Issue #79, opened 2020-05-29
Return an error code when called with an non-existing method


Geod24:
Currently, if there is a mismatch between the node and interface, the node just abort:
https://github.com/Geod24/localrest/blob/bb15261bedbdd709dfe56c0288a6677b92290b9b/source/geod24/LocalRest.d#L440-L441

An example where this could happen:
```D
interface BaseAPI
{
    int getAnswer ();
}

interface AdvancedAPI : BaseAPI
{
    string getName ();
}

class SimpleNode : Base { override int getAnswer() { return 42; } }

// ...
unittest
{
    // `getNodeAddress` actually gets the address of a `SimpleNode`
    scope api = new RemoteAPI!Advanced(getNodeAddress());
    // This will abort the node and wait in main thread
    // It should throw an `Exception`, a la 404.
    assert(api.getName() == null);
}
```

---

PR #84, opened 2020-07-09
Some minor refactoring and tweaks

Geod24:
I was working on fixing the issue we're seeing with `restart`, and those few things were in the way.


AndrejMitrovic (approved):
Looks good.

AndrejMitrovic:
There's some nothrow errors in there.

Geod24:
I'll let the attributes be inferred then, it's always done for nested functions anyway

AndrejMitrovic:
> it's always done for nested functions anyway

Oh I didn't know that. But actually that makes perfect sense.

TRY IT: Show the lines above that have the word "actually".

YOUR SOLUTION:
    // `getNodeAddress` actually gets the address of a `SimpleNode`
Oh I didn't know that. But actually that makes perfect sense.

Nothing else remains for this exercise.